Work task:
Return every line of the records that includes the string "understood".

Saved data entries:
PR #555, opened 2022-04-21
[evolution-land-dao]add evolution land dao strategy

PerrorOne:
- add evolution land dao customize strategy

### DIFF
--- a/src/strategies/evolution-land-dao/README.md
+++ b/src/strategies/evolution-land-dao/README.md
@@ -1,4 +1,13 @@
 # Evolution Land Dao strategy
+### why need this strategy
+1. Because different NFTs belong to the same contract, different votes need to be given according to the type of NFT.
+2. In order to get the NFT on the user's address, we need to iterate over all the NFTs on the address. This may result in a `execution reverted` error, so we use a paging query.
+3. Since the Heco network public RPC is not available, we can obtain voting power for the chain from the specified `api-host`
+4. We need this strategy to be multi-chain.
+
+### how strategy count the voting power
+`voting power = (land number * land_multiplier) + (apostle number * land_multiplier)`
+
 
 Here is an example of parameters:
 ```json
--- a/src/strategies/evolution-land-dao/README.md
+++ b/src/strategies/evolution-land-dao/README.md
@@ -19,43 +19,15 @@ Here is an example of parameters:
       "params": {
         "symbol": "EvolutionLand",
         "row": 800,
-        "strategies": [
-          {
-            "name": "erc721-balance-of",
-            "network": "44",
-            "api_host": "",
-            "params": {
-              "address": "0x6Ab81AF040fec3c13685ccFB26eC50C8aAB46445",
-              "decimals": 18,
-              "land_multiplier": 1,
-              "apostle_multiplier": 1
-            }
-          },
-          {
-            "name": "erc721-balance-of",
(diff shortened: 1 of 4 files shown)


ChaituVR (changes requested):
I don't understand what you are trying to do here, why you need to use `strategies` array, can you add a readme explaining how this strategy count the voting power,

PerrorOne:
@ChaituVR I updated README.md, explaining how this strategy counts the voting power and why I need it

src/strategies/evolution-land-dao/README.md
```diff
@@ -0,0 +1,73 @@
...
+```json
+[
+  {
+    "name": "Evolution Land Dao Governance strategy",
+    "strategy": {
+      "name": "evolution-land-dao",
+      "params": {
+        "symbol": "EvolutionLand",
+        "row": 800,
+        "strategies": [
```
ChaituVR, line 22: Hi @PerrorOne I don't think it is good idea to pass `strategies` like this, because someone can pass unlimited strategies and it can break things,

ChaituVR (changes requested):

src/strategies/evolution-land-dao/README.md
PerrorOne: but we need multichain. maybe I can limit the length of `strategies` ?

PerrorOne:
@ChaituVR I removed `strategies`

src/strategies/evolution-land-dao/index.ts
```diff
@@ -0,0 +1,130 @@
...
+    promiseArrayInfo.push(address);
+    promiseArray.push(
+      call(getProvider(network), abi, [
+        strategy.address,
+        'totalOfEVO',
+        [address]
+      ])
+    );
+  });
+  const res = await Promise.all(promiseArray);
```
ChaituVR, line 76: Hi @PerrorOne Can you use multicall here plz, one call per one address like this won't scale for bigger  voting,

Here is an example of how to call multicall,
https://github.com/snapshot-labs/snapshot-strategies/blob/master/src/strategies/protofi-erc721-tier-weighted/index.ts#L28-L36

src/strategies/evolution-land-dao/index.ts
```diff
@@ -0,0 +1,130 @@
...
+        continue;
+      }
+      multiCalls.push(
+        call(getProvider(network), abi, [
+          strategy.address,
+          'balanceOfEVO',
+          [address, k, currentRow]
+        ])
+      );
+    }
```
ChaituVR, line 108: Also here

ChaituVR (changes requested):

src/strategies/evolution-land-dao/index.ts
PerrorOne: Because the `multicall` query uses a block, which may cause the contract function to take too long and cause an 'execution reversed' error, so I used `call`. Is there a problem with this treatment?  thank you. @ChaituVR 

.

ChaituVR: Yes @PerrorOne Can't send one request per one address, https://github.com/snapshot-labs/snapshot-strategies#checklist-for-adding-a-new-strategy

ChaituVR: @PerrorOne

PR #559, opened 2022-04-22
Contract call weighted

rubenwrightus:
contract-call-weighted

just contract-call with a multiplier


ChaituVR:
Hey @rubenwrightus You can use https://snapshot.org/#/strategy/math strategy here and use the `multiply` operation
Let me know if it doesn't help :) closing this for now. feel free to reopen if needed

PR #500, opened 2022-01-09
Typo Fixes in Tutorials

Gomango999:
Just some minor typos I found while looking through the tutorials.


szhorvat:
Just wanted to point out that the Gallery, as well as tutorial titles, sometimes use title case and sometimes sentence case. It would be good to be consistent.

PR #509, opened 2022-02-17
Improve Documentation for contract_vertices

chaosflaws:
As I spent about half an hour this morning trying to figure out how `contract_vertices` actually works, here's a PR to improve the documentation a bit ;-)

I hope I have understood the method correctly now and that I didn't make a mistake when updating the documentation.


chaosflaws:
Turns out I *haven't* understood it completely yet - it seems that contracted vertices are only removed if they are at the end of the graph?

ntamas:
Thanks for the PR and sorry for the late reply; I am on holiday now and I'm checking emails only occasionally.

Anyhow, the `contract_vertices()` method is an interface to the underlying low-level `igraph_contract_vertices()` function in the C core of igraph. An igraph graph always has vertex IDs ranging from zero to `g.vcount()-1`, i.e. the number of vertices minus one. `contract_vertices()` contracts vertices by assigning new vertex IDs to them; essentially, two or more vertices are contracted to a single vertex if and only if they are assigned the same vertex ID after contraction. So, if you have three vertices (with IDs 0, 1 and 2) and you supply a mapping of `[0, 1, 0]` to this function, it means that vertex 0 will have ID 0 after the contraction, vertex 1 will have ID 1 after the contraction, and vertex 2 will have ID 0 as well - essentially meaning that the _original_ vertices 0 and 2 are contracted into a _single_ vertex with ID 0. Since the new graph does not have any vertices with IDs larger than 1, the new graph will have two vertices only; you can think of it as vertices being "removed" from the original graph, but what happens behind the scenes is that a completely new graph is constructed from scratch, remapping the vertex IDs in the edge list of the original graph to the new vertex IDs.

Now, if the mapping that you provide to the function in the above example is not `[0, 1, 0]` but `[0, 2, 0]`, this means that the original vertices 0 and 2 will be remapped to the new vertex ID 0, and the original vertex 1 will be remapped to the new vertex ID 2. Since vertex IDs in igraph graphs always have to cover an integer interval, and the largest vertex ID is 2, it follows that the new graph must have three vertices, so nothing is "removed" in this case.

Does this help in understanding how the contraction works? If so, can you update the PR so that it makes things clearer to you, given the additional info I provided here?

@szhorvat One thing I was wondering is whether it would be a good idea to add a `min_vertex_count` argument to the underlying `igraph_contract_vertices()` function in the C core, which would allow the user to keep at least as many vertices as there are in the original graph, even if the mapping does not use all the vertex IDs available in this range? Note that in this case, the operation is not really a "contraction" but more like a genuine remapping of vertex IDs.

szhorvat:
> @szhorvat One thing I was wondering is whether it would be a good idea to add a `min_vertex_count` argument to the underlying `igraph_contract_vertices()` function in the C core, which would allow the user to keep at least as many vertices as there are in the original graph

I don't see any good use cases for that, or for creating a graph which has more vertices than the number of groups (even though that is technically possible by using higher vertex IDs than the number of groups).

What would be more useful on the Python side is to make it possible to input sets of vertices that need to be contracted. I might just want to contract two vertices and leave the rest alone. Manually creating the mapping for this is now tedious.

Response to the task:
I hope I have understood the method correctly now and that I didn't make a mistake when updating the documentation.
Turns out I *haven't* understood it completely yet - it seems that contracted vertices are only removed if they are at the end of the graph?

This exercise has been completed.